Work instruction: Keep only the lines that hold the string "Rollback", filtering out the rest of the entries below.
━━━━━━━━━━━━━━━━
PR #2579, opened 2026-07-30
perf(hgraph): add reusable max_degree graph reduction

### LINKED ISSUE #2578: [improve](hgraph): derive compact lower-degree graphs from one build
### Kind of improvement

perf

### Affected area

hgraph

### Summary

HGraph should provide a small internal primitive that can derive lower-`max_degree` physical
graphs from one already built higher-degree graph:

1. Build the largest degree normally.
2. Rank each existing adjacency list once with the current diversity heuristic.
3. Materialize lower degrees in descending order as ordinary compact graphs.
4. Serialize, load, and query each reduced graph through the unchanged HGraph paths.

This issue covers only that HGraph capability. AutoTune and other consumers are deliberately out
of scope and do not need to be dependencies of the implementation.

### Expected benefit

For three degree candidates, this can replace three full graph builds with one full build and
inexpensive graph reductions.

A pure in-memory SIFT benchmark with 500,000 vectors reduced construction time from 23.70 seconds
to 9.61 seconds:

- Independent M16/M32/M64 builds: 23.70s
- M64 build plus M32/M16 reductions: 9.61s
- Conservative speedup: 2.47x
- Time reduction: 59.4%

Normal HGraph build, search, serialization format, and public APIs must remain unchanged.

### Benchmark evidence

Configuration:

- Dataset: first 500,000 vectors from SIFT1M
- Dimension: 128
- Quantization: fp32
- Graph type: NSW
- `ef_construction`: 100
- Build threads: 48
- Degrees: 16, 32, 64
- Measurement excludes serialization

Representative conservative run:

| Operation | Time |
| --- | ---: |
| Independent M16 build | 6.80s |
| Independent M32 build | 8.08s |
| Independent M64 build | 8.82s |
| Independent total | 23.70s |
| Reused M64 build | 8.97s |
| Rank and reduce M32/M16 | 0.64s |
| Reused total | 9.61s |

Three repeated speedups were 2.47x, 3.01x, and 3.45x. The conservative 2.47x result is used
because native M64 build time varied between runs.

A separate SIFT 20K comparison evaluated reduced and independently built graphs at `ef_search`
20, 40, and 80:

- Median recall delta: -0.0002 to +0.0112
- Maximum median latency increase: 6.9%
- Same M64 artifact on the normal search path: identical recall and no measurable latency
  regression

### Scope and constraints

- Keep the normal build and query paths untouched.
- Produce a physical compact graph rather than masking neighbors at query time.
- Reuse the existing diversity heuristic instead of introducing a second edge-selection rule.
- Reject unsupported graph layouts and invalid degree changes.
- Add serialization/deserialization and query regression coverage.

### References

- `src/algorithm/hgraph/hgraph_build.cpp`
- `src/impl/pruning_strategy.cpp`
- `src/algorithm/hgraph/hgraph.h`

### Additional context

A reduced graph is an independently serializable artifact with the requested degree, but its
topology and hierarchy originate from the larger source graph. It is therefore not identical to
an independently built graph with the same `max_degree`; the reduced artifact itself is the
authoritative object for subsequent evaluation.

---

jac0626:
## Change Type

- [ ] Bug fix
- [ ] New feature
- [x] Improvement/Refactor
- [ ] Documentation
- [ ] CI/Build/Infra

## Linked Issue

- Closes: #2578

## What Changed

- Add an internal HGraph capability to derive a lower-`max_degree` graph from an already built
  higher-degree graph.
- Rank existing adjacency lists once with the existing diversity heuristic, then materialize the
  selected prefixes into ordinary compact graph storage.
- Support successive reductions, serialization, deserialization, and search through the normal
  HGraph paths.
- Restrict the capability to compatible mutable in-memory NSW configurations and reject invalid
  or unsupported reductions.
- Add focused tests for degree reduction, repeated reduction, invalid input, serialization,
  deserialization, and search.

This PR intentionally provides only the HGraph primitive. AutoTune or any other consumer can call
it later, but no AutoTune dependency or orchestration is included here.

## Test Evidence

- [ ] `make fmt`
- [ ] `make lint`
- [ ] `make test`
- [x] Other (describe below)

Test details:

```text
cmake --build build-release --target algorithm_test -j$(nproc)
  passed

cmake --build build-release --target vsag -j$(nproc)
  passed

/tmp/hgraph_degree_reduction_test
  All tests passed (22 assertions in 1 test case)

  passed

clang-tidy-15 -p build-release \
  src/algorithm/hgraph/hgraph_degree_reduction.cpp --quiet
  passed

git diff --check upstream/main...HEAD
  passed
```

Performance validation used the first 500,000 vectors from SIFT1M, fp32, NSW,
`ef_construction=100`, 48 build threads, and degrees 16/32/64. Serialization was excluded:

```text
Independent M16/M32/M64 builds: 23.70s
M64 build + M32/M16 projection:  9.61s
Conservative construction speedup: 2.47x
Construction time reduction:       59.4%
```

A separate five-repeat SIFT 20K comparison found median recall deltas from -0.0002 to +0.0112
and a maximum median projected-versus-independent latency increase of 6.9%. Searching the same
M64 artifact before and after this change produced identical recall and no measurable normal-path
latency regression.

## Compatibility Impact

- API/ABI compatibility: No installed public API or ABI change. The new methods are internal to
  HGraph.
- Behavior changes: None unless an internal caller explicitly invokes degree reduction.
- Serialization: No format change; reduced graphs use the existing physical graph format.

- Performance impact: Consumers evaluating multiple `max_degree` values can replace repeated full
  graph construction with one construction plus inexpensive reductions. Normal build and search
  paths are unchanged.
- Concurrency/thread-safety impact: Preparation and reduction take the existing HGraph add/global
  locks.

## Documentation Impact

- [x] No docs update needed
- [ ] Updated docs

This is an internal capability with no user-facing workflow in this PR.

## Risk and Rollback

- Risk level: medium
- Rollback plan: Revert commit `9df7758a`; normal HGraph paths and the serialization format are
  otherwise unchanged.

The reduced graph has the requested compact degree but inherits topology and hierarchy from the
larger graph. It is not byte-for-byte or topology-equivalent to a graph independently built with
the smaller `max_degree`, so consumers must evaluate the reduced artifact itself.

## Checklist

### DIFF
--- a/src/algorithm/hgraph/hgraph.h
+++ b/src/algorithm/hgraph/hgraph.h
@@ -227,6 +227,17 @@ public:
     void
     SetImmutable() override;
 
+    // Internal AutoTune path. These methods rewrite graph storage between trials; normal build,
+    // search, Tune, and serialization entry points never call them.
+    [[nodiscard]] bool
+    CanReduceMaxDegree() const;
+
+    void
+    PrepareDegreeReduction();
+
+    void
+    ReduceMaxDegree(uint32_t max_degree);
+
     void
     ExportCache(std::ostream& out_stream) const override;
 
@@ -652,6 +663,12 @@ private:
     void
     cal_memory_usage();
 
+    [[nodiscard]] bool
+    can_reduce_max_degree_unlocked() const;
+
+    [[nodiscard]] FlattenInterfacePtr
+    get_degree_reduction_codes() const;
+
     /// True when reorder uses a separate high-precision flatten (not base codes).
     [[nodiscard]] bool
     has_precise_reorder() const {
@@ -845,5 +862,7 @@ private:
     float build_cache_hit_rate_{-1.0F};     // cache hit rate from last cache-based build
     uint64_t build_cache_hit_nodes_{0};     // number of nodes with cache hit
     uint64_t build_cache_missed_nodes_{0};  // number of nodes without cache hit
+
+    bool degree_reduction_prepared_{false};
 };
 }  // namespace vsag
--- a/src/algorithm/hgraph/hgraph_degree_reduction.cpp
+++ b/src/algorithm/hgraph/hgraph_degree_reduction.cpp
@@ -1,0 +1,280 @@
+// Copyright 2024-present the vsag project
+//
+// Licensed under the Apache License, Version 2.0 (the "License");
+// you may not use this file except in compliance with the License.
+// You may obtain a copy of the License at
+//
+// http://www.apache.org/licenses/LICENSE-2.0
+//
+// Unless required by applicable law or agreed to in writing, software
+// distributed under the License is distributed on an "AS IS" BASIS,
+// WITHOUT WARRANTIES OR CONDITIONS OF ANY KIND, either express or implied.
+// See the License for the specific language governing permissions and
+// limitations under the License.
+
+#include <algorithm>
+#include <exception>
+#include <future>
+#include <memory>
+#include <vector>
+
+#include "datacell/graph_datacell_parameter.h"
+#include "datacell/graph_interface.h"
━━━━━━━━━━━━━━━━
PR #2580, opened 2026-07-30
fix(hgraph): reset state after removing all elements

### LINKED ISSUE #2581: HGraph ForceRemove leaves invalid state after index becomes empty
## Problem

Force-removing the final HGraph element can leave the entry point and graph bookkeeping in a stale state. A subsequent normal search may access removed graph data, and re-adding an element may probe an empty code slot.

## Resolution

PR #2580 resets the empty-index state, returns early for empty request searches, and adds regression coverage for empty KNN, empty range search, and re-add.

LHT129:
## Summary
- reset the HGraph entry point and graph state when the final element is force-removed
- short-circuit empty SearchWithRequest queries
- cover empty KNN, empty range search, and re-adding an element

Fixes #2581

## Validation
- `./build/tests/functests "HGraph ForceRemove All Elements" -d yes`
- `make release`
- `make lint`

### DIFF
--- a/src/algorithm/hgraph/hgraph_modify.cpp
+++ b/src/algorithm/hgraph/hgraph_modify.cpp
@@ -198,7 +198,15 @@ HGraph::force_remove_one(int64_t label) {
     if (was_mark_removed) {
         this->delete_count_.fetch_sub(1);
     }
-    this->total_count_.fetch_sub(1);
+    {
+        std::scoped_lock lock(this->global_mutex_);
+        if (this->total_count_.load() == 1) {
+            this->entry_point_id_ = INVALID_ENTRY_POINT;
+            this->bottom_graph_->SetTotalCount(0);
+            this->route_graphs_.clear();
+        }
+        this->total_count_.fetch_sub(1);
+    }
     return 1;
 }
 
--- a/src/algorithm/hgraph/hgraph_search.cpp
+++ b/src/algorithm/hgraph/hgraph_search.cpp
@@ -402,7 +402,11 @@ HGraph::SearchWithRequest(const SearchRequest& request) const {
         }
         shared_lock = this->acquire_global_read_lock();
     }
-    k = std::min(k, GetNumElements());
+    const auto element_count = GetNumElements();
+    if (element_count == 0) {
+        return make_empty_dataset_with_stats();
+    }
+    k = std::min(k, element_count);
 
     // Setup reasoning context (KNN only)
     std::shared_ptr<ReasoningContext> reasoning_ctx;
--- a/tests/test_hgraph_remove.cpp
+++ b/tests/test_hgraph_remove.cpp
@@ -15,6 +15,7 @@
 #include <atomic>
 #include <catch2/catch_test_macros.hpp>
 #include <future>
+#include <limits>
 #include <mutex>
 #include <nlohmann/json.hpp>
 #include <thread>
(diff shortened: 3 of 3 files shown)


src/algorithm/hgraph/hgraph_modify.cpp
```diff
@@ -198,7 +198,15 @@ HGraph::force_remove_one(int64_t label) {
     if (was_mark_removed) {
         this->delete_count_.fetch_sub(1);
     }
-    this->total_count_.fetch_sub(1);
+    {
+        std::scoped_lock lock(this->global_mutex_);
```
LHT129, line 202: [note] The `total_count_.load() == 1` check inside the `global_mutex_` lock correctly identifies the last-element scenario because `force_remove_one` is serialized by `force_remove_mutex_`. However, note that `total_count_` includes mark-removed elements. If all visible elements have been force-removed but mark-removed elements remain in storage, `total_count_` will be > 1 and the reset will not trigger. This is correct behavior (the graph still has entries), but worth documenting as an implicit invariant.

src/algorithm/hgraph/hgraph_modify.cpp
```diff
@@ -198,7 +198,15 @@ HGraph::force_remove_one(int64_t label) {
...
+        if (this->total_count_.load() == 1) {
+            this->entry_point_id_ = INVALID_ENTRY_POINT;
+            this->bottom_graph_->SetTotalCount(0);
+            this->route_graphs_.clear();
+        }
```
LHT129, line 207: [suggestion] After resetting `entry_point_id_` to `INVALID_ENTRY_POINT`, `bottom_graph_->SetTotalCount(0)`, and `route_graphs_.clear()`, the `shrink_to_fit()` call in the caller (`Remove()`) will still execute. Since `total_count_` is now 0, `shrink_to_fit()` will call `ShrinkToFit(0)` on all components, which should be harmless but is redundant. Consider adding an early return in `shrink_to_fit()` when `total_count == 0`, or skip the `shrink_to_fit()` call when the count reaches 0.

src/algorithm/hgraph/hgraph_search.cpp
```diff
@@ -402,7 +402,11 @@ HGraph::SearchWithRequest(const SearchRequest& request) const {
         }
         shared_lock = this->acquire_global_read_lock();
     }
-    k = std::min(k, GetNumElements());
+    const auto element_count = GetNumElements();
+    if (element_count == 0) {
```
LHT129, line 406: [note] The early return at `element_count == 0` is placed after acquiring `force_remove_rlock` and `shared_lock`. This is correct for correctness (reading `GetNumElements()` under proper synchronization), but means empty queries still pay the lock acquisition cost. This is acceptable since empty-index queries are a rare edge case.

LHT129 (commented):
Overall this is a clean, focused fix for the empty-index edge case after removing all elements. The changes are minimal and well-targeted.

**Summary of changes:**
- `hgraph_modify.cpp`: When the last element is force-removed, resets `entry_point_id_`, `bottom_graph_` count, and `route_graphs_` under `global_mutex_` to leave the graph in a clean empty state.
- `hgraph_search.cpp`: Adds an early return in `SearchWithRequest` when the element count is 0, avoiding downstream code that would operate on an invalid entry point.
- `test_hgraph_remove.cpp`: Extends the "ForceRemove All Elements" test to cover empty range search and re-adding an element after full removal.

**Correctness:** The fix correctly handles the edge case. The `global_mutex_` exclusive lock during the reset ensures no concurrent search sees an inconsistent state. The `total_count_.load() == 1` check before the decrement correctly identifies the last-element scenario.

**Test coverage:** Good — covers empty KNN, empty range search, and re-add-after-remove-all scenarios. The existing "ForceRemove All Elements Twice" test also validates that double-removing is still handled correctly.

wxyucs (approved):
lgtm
━━━━━━━━━━━━━━━━
Output for this exercise:
## Risk and Rollback
- Rollback plan: Revert commit `9df7758a`; normal HGraph paths and the serialization format are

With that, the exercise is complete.